Cari
fratelli e sorelle, cari amici e amiche, anche stasera voglio con
impegno e con affetto trasmettervi un messaggio biblico. Lo
titolerei così: “La prima quarantena di Mosè”.
Prendiamo ancora
tra le mani quel gioiello della Bibbia ebraica, il libro dell'Esodo
che racconta l'evento fondatore, cioè la liberazione dalla schiavitù
dell’Egitto. Si tratta di una narrazione teologica così ricca di
senso e di significati che l'ebreo credente deve riproporsi
continuamente di ritornare a leggerla, a meditarla.
Voglio soffermarmi
su un particolare: Mosè, secondo il racconto salvato dalle acque e
cresciuto negli agi della casa del faraone, un giorno decide di
mettere il naso fuori dal palazzo e che cosa gli succede? E’

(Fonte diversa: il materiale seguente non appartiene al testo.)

PR #24, opened 2023-05-17
fix: Rework registry for only top level domains

JamesEarle:
Have not yet updated tests.

Some file changes are just formatting to 4 space indentation


.solhint.json
```diff
@@ -1,16 +1,28 @@
...
+    "func-visibility": [
+      "warn",
+      {
+        "ignoreConstructors": true
+      }
+    ],
     "constructor-syntax": "warn",
-    "named-parameters-mapping": "error"
+    "named-parameters-mapping": "error",
+    "indent": [
```
Whytecrowe: in the newest solhint this rule has been removed

contracts/distribution/ZNSEthRegistrar.sol
```diff
@@ -1,252 +1,166 @@
...
-
-      // We remove subdomain approval immediately after it is used
-      setSubdomainApproval(parentDomainHash, msg.sender, false);
+import {IZNSEthRegistrar} from "./IZNSEthRegistrar.sol";
+import {IZNSRegistry} from "../registry/IZNSRegistry.sol";
+import {IZNSTreasury} from "./IZNSTreasury.sol";
+import {IZNSDomainToken} from "../token/IZNSDomainToken.sol";
+import {IZNSAddressResolver} from "../resolver/IZNSAddressResolver.sol";
+import {IZNSPriceOracle} from "./IZNSPriceOracle.sol";
+import {StringUtils} from "../utils/StringUtils.sol";
```
Whytecrowe: where did all the spaces go?
I would really recommend not using prettier, since it will keep messing our things up

JamesEarle: I use the Solidity extension in VS code for all the niceties in development, and by default it uses prettier. The other option for it is forge. I can remove the .prettierrc file but we should discuss how to properly have the same formatting setup for everything for sure.

contracts/distribution/IZNSEthRegistrar.sol
```diff
@@ -21,19 +21,22 @@ interface IZNSEthRegistrar {
...
         address resolver,
         address domainContent
     ) external returns (bytes32);
 
-    function setSubdomainApproval(
-        bytes32 parentHash,
-        address user,
-        bool status
-    ) external;
+    // function setSubdomainApproval(
```
Whytecrowe: to remove

contracts/distribution/ZNSEthRegistrar.sol
Whytecrowe: we should, yeah.
I am probably the minority here, but my hands and a vision of the code in my head is usually enough to just split lines and format as I'm writing. every time I use prettier, it never actually formats the way I want + the lack of support for destructuring really annoys me... :))

Whytecrowe: A good rule I'm using: I don't like to move mouse around to highlight the code. I usually click on the line number to highlight, so every time I highlight by line it should be one logical step always. it matches with good code formatting most of the time.

contracts/distribution/ZNSEthRegistrar.sol
```diff
@@ -1,28 +1,32 @@
...
     IZNSDomainToken public znsDomainToken;
     IZNSAddressResolver public znsAddressResolver;
     IZNSPriceOracle public znsPriceOracle;
 
+    // To account for unicode strings, we need a custom length library
+    using StringUtils for string;
 
-    mapping(bytes32 parentDomainHash => mapping(address user => bool status))
-    public subdomainApprovals;
+    mapping(bytes32 parentdomainNameHash => mapping(address user => bool status))
```
Whytecrowe: why break camelCase here?

contracts/distribution/ZNSEthRegistrar.sol
```diff
@@ -45,208 +49,118 @@ contract ZNSEthRegistrar is IZNSEthRegistrar {
...
         address resolver,
-        address domainAddress
+        address resolverContent
     ) external returns (bytes32) {
-        require(bytes(name).length != 0, "ZNSEthRegistrar: Domain Name not provided");
-
-        // To not repeat external calls, we load into memory
-        bytes32 rootHash = znsRegistry.ROOT_HASH();
+        require(
+            name.strlen() != 0,
```
Whytecrowe: is it worth using the lib here? it's not cheap to calc length this way. is there a case where the bytes count is not going to be correct for 0 comparison here?

contracts/distribution/ZNSEthRegistrar.sol
```diff
@@ -45,208 +49,118 @@ contract ZNSEthRegistrar is IZNSEthRegistrar {
...
+            "ZNSEthRegistrar: Domain Name not provided"
+        );
 
         // Create hash for given domain name
-        // TODO: remove hashing with the rootHash and remove root hash completel!
-        bytes32 domainHash = hashWithParent(rootHash, name);
+        bytes32 domainNameHash = keccak256(bytes(name));
```
Whytecrowe: is "Name" really necessary here? :) we have this name different in different contracts.

contracts/distribution/ZNSEthRegistrar.sol
```diff
@@ -45,208 +49,118 @@ contract ZNSEthRegistrar is IZNSEthRegistrar {
...
-        // value vs. just address(0)? What are pros and cons?
-        emit DomainRegistered(
-            rootHash,
-            domainHash,
-            tokenId,
-            name,
-            msg.sender,
-            resolver
-        );
+        // emit DomainRegistered(domainNameHash, tokenId, name, msg.sender, resolver);
```
Whytecrowe: ?

contracts/distribution/ZNSEthRegistrar.sol
```diff
@@ -45,208 +49,118 @@ contract ZNSEthRegistrar is IZNSEthRegistrar {
...
-            );
-
-            registerFor = msg.sender;
-
-            // We remove subdomain approval immediately after it is used
-            setSubdomainApproval(parentDomainHash, msg.sender, false);
-        }
+    // TODO Functions for updating the domain already exist in ZNSRegistry
+    // We can have the dApp call those functions directly?
+    // Should we add an `updateDomain` function here instead?
```
Whytecrowe: if we need to change owner or resolver for an existing domain, we can just call Registry.

contracts/distribution/ZNSEthRegistrar.sol
```diff
@@ -45,208 +49,118 @@ contract ZNSEthRegistrar is IZNSEthRegistrar {
...
+    ) external onlyOwner(domainNameHash) {
+        uint256 tokenId = uint256(domainNameHash);
         znsDomainToken.revoke(tokenId);
-        znsTreasury.unstakeForDomain(domainHash, msg.sender);
-        znsRegistry.deleteRecord(domainHash);
+        znsTreasury.unstakeForDomain(domainNameHash, msg.sender);
+        znsRegistry.deleteRecord(domainNameHash);
 
-        emit DomainRevoked(domainHash, msg.sender);
+        // emit DomainRevoked(domainNameHash, msg.sender);
```
Whytecrowe: don't forget to uncomment this

contracts/distribution/ZNSEthRegistrar.sol
```diff
@@ -45,208 +49,118 @@ contract ZNSEthRegistrar is IZNSEthRegistrar {
...
-                domainHash,
-                owner,
-                resolver
-            );
+            znsRegistry.setDomainRecord(domainNameHash, owner, resolver);
+
             // TODO error: we are using a different Resolver here than the one passed!
             //  and the one in the call above. This is an error that can cause undiscoverable domains
             //  If we only have one AddressResolver, we should not take it as an argument
             //  to the register function at all and assume the one in this storage is being used
```
Whytecrowe: this was not addressed here. we are still using 2 different resolvers in these 2 calls without any validation.
we have 2 options here:
1. not having `resolver` as param to the `registerDomain()` and just using the one from local storage
2. keep the `resolver` param, but check if it's the the same one we have in storage (this is, imo, not necessary, since we should have only one AddressResolver anyway.)

contracts/registry/IZNSRegistry.sol
```diff
@@ -87,98 +85,78 @@ interface IZNSRegistry {
...
+     *
+     * @param domainNameHash The hash of the domain
+     * @param owner The owner or an allowed operator of that domain
+     * @param resolver The resolver for the domain
      */
-    function setSubdomainOwner(
-        bytes32 parentDomainHash,
-        bytes32 domainHash,
-        address owner
+    function setDomainRecord(
```
Whytecrowe: maybe "change" or "modify" instead of "set" here? "set" usually means set the value in any case. here we need it to only work on the existing record and it be clear in the name.

contracts/registry/ZNSRegistry.sol
```diff
@@ -1,60 +1,81 @@
 // SPDX-License-Identifier: MIT
 pragma solidity ^0.8.18;
 
-import { ERC1967UpgradeUpgradeable } from "@openzeppelin/contracts-upgradeable/proxy/ERC1967/ERC1967UpgradeUpgradeable.sol";
-import { Initializable } from "@openzeppelin/contracts-upgradeable/proxy/utils/Initializable.sol";
-import { IZNSRegistry } from "./IZNSRegistry.sol";
+import {ERC1967UpgradeUpgradeable} from "@openzeppelin/contracts-upgradeable/proxy/ERC1967/ERC1967UpgradeUpgradeable.sol";
+import {Initializable} from "@openzeppelin/contracts-upgradeable/proxy/utils/Initializable.sol";
+import {IZNSRegistry} from "./IZNSRegistry.sol";
```
Whytecrowe: spaces disappeared again

contracts/registry/ZNSRegistry.sol
```diff
@@ -65,6 +86,22 @@ contract ZNSRegistry is IZNSRegistry, ERC1967UpgradeUpgradeable {
         return candidate == owner || operators[owner][candidate];
     }
 
+    /**
+     * @notice Change the address of the ZNSRegistrar contract we use
+     *
+     * @param znsRegistrar_ The new ZNSRegistrar
+     */
+    // TODO When we have access control, only be callable by admin!!
```
Whytecrowe, line 92: with access control, we won't need to store registrar address on here at all and all this logic will go away. we will just use the AC contract to check the role of the caller being only REGISTRAR_ROLE

contracts/registry/ZNSRegistry.sol
```diff
@@ -78,128 +115,125 @@ contract ZNSRegistry is IZNSRegistry, ERC1967UpgradeUpgradeable {
...
-    function getDomainOwner(
-        bytes32 domainHash
-    ) external view returns (address) {
-        return records[domainHash].owner;
+    function setDomainRecord(
+        bytes32 domainNameHash,
+        address owner,
+        address resolver
+    ) external onlyOwnerOrOperator(domainNameHash) {
+        require(_exists(domainNameHash), "ZNSRegistry: Domain does not exist");
```
Whytecrowe: are we ever going to hit this line if a domain doesn't exist? wouldn't it always fail in the modifier?

contracts/registry/ZNSRegistry.sol
```diff
@@ -78,128 +115,125 @@ contract ZNSRegistry is IZNSRegistry, ERC1967UpgradeUpgradeable {
...
-    //   _setDomainOwner(domainHash, owner);
-
-    //   // TODO probably don't need any "domain" functions
-    //   // emit DomainOwnerSet(owner, domainNameHash);
-    // }
+    function setDomainOwner(
+        bytes32 domainNameHash,
+        address owner
+    ) external onlyOwnerOrOperator(domainNameHash) {
+        require(_exists(domainNameHash), "ZNSRegistry: Domain does not exist");
```
Whytecrowe: same here

contracts/registry/ZNSRegistry.sol
```diff
@@ -78,128 +115,125 @@ contract ZNSRegistry is IZNSRegistry, ERC1967UpgradeUpgradeable {
...
+     *
+     * @param domainNameHash the hash of a domain's name
      * @param resolver The new default resolver
      */
     function setDomainResolver(
         bytes32 domainNameHash,
         address resolver
-    ) public onlyOwnerOrOperator(domainNameHash) {
+    ) external onlyOwnerOrOperator(domainNameHash) {
+        require(_exists(domainNameHash), "ZNSRegistry: Domain does not exist");
```
Whytecrowe: same here. double-check that this line is needed

contracts/registry/ZNSRegistry.sol
```diff
@@ -78,128 +115,125 @@ contract ZNSRegistry is IZNSRegistry, ERC1967UpgradeUpgradeable {
...
     }
 
+    /**
+     * @notice Delete a domain's record
+     *
+     * @param domainNameHash The hash of the domain name
+     */
+    function deleteRecord(bytes32 domainNameHash) external onlyRegistrar {
+        // TODO Test if after revocation an operator can do anything to verify
+        // we don't need to clear them.
```
Whytecrowe: you talking about this? ->

https://github.com/zer0-os/zNS/blob/proto/access-control/test/ZNSEthRegistrar.test.ts#L711

contracts/registry/ZNSRegistry.sol
```diff
@@ -221,14 +255,21 @@ contract ZNSRegistry is IZNSRegistry, ERC1967UpgradeUpgradeable {
...
      * @param resolver The resolver to set
      */
     function _setDomainResolver(
         bytes32 domainNameHash,
         address resolver
     ) internal {
-        require(resolver != address(0), "ZNSRegistry: Resolver can NOT be zero address");
+        // TODO Allow setting resolver to 0?
+        // If owner is 0, it is a burned domain
+        // If resolver is zero, nothing happens
```
Whytecrowe: what would be the case where we would want to set it to 0?

contracts/resolver/ZNSAddressResolver.sol
```diff
@@ -1,9 +1,9 @@
 // SPDX-License-Identifier: MIT
 pragma solidity ^0.8.18;
 
-import { ERC165 } from "@openzeppelin/contracts/utils/introspection/ERC165.sol";
-import { IZNSAddressResolver } from "./IZNSAddressResolver.sol";
-import { IZNSRegistry } from "../registry/IZNSRegistry.sol";
+import {ERC165} from "@openzeppelin/contracts/utils/introspection/ERC165.sol";
+import {IZNSAddressResolver} from "./IZNSAddressResolver.sol";
+import {IZNSRegistry} from "../registry/IZNSRegistry.sol";
```
Whytecrowe: spaces again

contracts/registry/ZNSRegistry.sol
```diff
@@ -1,60 +1,81 @@
...
         _;
     }
 
     /**
      * Initialize the ZNSRegistry contract, setting the owner of the `0x0` domain
      * to be the account that deploys this contract
      */
-    function initialize(address owner) public initializer {
-        require(owner != address(0), "ZNSRegistry: Owner can not be 0x0 address");
-        records[ROOT_HASH].owner = owner;
```
Whytecrowe, line 41: please, add some tests to make sure removal of this is not going to be a problem. not sure yet how to test it properly.
the problem might arise when we add subdomains..?...

contracts/distribution/ZNSEthRegistrar.sol
JamesEarle: unintentional, fixed it!

contracts/distribution/ZNSEthRegistrar.sol
JamesEarle: Good point, resetting to `bytes(name).length` instead

contracts/distribution/ZNSEthRegistrar.sol
JamesEarle: Felt like it's more clear, but I'm impartial

contracts/distribution/ZNSEthRegistrar.sol
JamesEarle: Temporary modifications while I was debugging something, I've uncommented this and other events in this file

contracts/registry/ZNSRegistry.sol
JamesEarle: yes it will, so I removed the exists check because we can rely on this

contracts/registry/ZNSRegistry.sol
JamesEarle: I'm also unsure how to test, what would the potential "problems" caused by this removal be? For now, we won't have subdomains and so we don't need an owner of a parent domain.

Whytecrowe (approved):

sconvolto: i suoi fratelli ebrei sono oppressi dai lavori pesanti. Vede
che un egiziano picchia un ebreo.Preso dall’ira, vendica il fratello
ebreo e uccide l'egiziano. La cosa è risaputa; il faraone cerca di
mettere a morte Mosè. Allora prosegue il racconto, Mosè si allontana
dal faraone e si stabilisce nel paese di Madian, si ferma presso il
pozzo, dice Esodo 2 versetti 11,15.
Mosè di primo acchito aveva
pensato che cambiare vita fosse un fatto semplice come un gesto
coraggioso di buona volontà. Invece il vecchio stile di vita, il clima
faraonico impastato di prevaricazione e di violenza aveva seminato in
lui l'idea del potere, aveva messo radici anche nel suo cuore. Si accorse che le cose non si risolvono con una sola decisione. Come il
faraone, questa volta è lui che opprime e uccide l'egiziano. A questo
punto Mosè compie una scelta di grande saggezza: anziché tuffarsi in
una vita nuova con il cuore vecchio, anziché fare il liberatore con
il cuore dell'oppressore, si ferma a Madian e siede presso un pozzo, dice il racconto. Per lui è un’esperienza nuova, in una terra
sconosciuta: dal palazzo ad un campo riducendo i suoi agi, la sua iperattività, i suoi
consumi al minimo, quasi gli basta l'acqua del pozzo.
Ma la Bibbia non
ha tanto lo scopo di narrarci le avventure del trasloco da un palazzo
ad una zona desertica: ben altro vuole dirci la Bibbia. Mosè deve fare
la sua quarantena, il suo trasloco interiore, per deporre lo stile
faraonico e cercare una strada nuova.
Questo Mosè che depone la
presunzione di essere capace di una vita nuova, diventa lentamente consapevole di
questo lungo itinerario interiore. E' nei suoi tanti momenti di quarantena
che l’Esodo riporta, che Mosè scopre che ogni vero cambiamento
esige un cammino interiore profondo, lungo, sofferto.
Questa pagina
biblica mi sembra così vicina alle nostre vite di oggi e potremmo
dire che questa quarantena può essere il segno della nostra
Quaresima per cambiare lo stile di vita con cui la società del
mercato e dell’immagine ha infettato l'esistenza di ciascuno e
ciascuna di noi e ha spesso sovvertito la scala dei valori e delle
priorità.
Sempre usando quuesta immagine biblica, potremmo dire ci vuole una quarantena spirituale profonda per ciascuno e ciascuna di noi.
Io sento di
dovermi sedere vicino a Mosè presso il pozzo dell'acqua viva di cui
ci parlano le Scritture. Sento che nella vita c'è bisogno di questa
quarantena.
Però, fermi al pozzo, non sarebbe un grande bene se noi
eventualmente sopravvissuti al coronavirus tornassimo semplicemente
al tutto come prima, al ritmo di prima, alle cose di prima. Mosè a quel
pozzo, in quella esperienza difficile e radicale, cominciò a percepire
il senso, il bisogno, la forza per vivere diversamente.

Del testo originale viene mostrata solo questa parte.